==== Study material

PR #770, opened 2026-06-13
[Qwen3-Omni] benchmarks: concurrency / rollout stress runner

luojiaxuan:
## Summary
Standalone closed-loop concurrency / rollout pressure runner for Qwen3-Omni at
`benchmarks/stress_tests/qwen3_omni_rollout_stress.py`. **No runtime code
changes.**

It sends the same prompt at a sweep of concurrency levels and records per-level
**req/s, output tok/s, prompt-token counts, and p50/p95/p99 latency** (plus any
profiler events the server emits). This is the tool used to characterize
concurrent serving for issue #760 and to capture before/after numbers.

It lives under `benchmarks/stress_tests/` (not `benchmarks/eval/`) because it is
a serving pressure / diagnostics tool, not a model-capability eval — keeping it
out of the eval suite avoids implying it is a standard accuracy metric. Usage
lives in the module docstring:

```bash
# run from the repo root (imports are rooted at `benchmarks.`)
python benchmarks/stress_tests/qwen3_omni_rollout_stress.py \
  --base-url http://localhost:8000 --rollout-counts 1,2,4,8,16,32 \
  --max-tokens 256 --output-dir results/rollout_stress
```

Drives a multimodal MMMU sample by default (`--repo-id` / `--sample-index`);
pass `--text-only` for a text prompt or `--prompt-override` to set the text.
Results are written to `<output-dir>/rollout_stress_results.json`; `--no-profile`
skips the server-side event profiler.

## Test plan
- [x] AST / syntax check
- [x] Drives a TP=2 Qwen3-Omni-30B server and emits a per-level JSON summary

---
_3-PR split of #769 (single-responsibility): stress tool #770 | #760 prefill batching + TP fix #771 | admission + telemetry #772 (stacked on #771)._

### DIFF
--- a/benchmarks/eval/benchmark_omni_rollout_stress.py
+++ b/benchmarks/eval/benchmark_omni_rollout_stress.py
@@ -5,13 +5,11 @@ Reuses the exact same prompt N times across a sweep of concurrency levels so
 operators can measure how same-prompt multi-rollout (and, more generally,
 many-concurrent-session) traffic scales: per-level requests/s, output tokens/s,
 prompt-token counts, and p50/p95/p99 latency, plus any profiler events the
-server emits. This is a pressure / diagnostics tool for serving (e.g. issue
-#760), not a model-capability eval -- hence ``benchmarks/stress_tests/`` rather
-than ``benchmarks/eval/``.
+server emits. This is a serving pressure / diagnostics tool (e.g. issue #760).
 
-Run from the repo root (imports are rooted at ``benchmarks.``)::
+Run from the repo root as a module so the ``benchmarks.`` imports resolve::
 
-    python benchmarks/stress_tests/qwen3_omni_rollout_stress.py \\
+    python -m benchmarks.eval.benchmark_omni_rollout_stress \\
         --base-url http://localhost:8000 \\
         --rollout-counts 1,2,4,8,16,32 \\
         --max-tokens 256 \\
--- a/benchmarks/eval/benchmark_omni_rollout_stress.py
+++ b/benchmarks/eval/benchmark_omni_rollout_stress.py
@@ -1,4 +1,5 @@
 # SPDX-License-Identifier: Apache-2.0
+# note (luojiaxuan):
 """Closed-loop concurrency / rollout stress runner for Qwen3-Omni.
 
 Reuses the exact same prompt N times across a sweep of concurrency levels so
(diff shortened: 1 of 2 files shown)


benchmarks/stress_tests/qwen3_omni_rollout_stress.py
```diff
@@ -0,0 +1,334 @@
+# SPDX-License-Identifier: Apache-2.0
+"""Closed-loop concurrency / rollout stress runner for Qwen3-Omni.
+
+Reuses the exact same prompt N times across a sweep of concurrency levels so
+operators can measure how same-prompt multi-rollout (and, more generally,
+many-concurrent-session) traffic scales: per-level requests/s, prefill
+tokens/s, and p50/p95/p99 latency, plus any profiler events the server emits.
```
yxs: The docstring and PR body both claim it records "per-level req/s, **prefill tok/s**, and p50/p95/p99 latency". But what `compute_speed_metrics` actually produces: only `throughput_qps` (req/s), `latency_median/p95/p99_s`, `output_throughput` (completion tokens / wall = **decode** tok/s), and `prompt_tokens_total` / `prompt_tokens_mean` (prompt-token **counts**, not a rate).

luojiaxuan: Fixed: docstring and PR body now describe output tok/s and prompt-token counts instead of prefill tok/s.

benchmarks/eval/benchmark_omni_rollout_stress.py
```diff
@@ -0,0 +1,334 @@
...
+        --rollout-counts 1,2,4,8,16,32 \\
+        --max-tokens 256 \\
+        --output-dir results/rollout_stress
+
+By default it drives a multimodal MMMU sample (``--repo-id`` / ``--sample-index``)
+with audio output enabled; pass ``--text-only`` for a text-only prompt or
+``--prompt-override`` to supply the text. Results are written to
+``<output-dir>/rollout_stress_results.json``; pass ``--no-profile`` to skip the
+server-side event profiler.
+"""
```
zhaochenyang20, line 24: Adds your author name to this file.

zhaochenyang20 (dismissed):

benchmarks/eval/benchmark_omni_rollout_stress.py
luojiaxuan: Done

yxs (approved):

yxs:
@luojiaxuan 
Some non-blocking follow-ups:
- `_make_rollout_send_fn` overlaps a lot with the existing `make_mmmu_send_fn`, could reuse it later instead of keeping a second copy.
- Each level sends `count` requests once, so p95/p99 at low N are over very few samples; a `--repeats` option (like `benchmark_qwen3_asr_concurrency.py` has) would steady them.
- the file is now under `benchmarks/eval/`, which against PR body

PR #771, opened 2026-06-13
[Qwen3-Omni] TP correctness

luojiaxuan:
## Summary

Trimmed this PR down to the always-on TP correctness fix for Qwen3-Omni/Ming thinker TP launches.

- Add a shared `PipelineConfig.tensor_parallel_disable_custom_all_reduce_stages` hook.
- Use that hook for Qwen3-Omni and Ming thinker stages so TP>1 `sglang_omni serve` launches inject `disable_custom_all_reduce=True` for the thinker path.
- Keep non-thinker stages and TP=1 unchanged.
- Keep the Qwen3 thinker topology-gated custom all-reduce declaration so the follow-up topology gate can relax this only on verified P2P/NVLink meshes.

## Scope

========

__Activity__.
Beginning with the line above that contains "latency** (plus any", copy each line exactly up to and including the line that contains "concurrent serving for", and go no further.

__Answer section__.
**req/s, output tok/s, prompt-token counts, and p50/p95/p99 latency** (plus any
profiler events the server emits). This is the tool used to characterize
concurrent serving for issue #760 and to capture before/after numbers.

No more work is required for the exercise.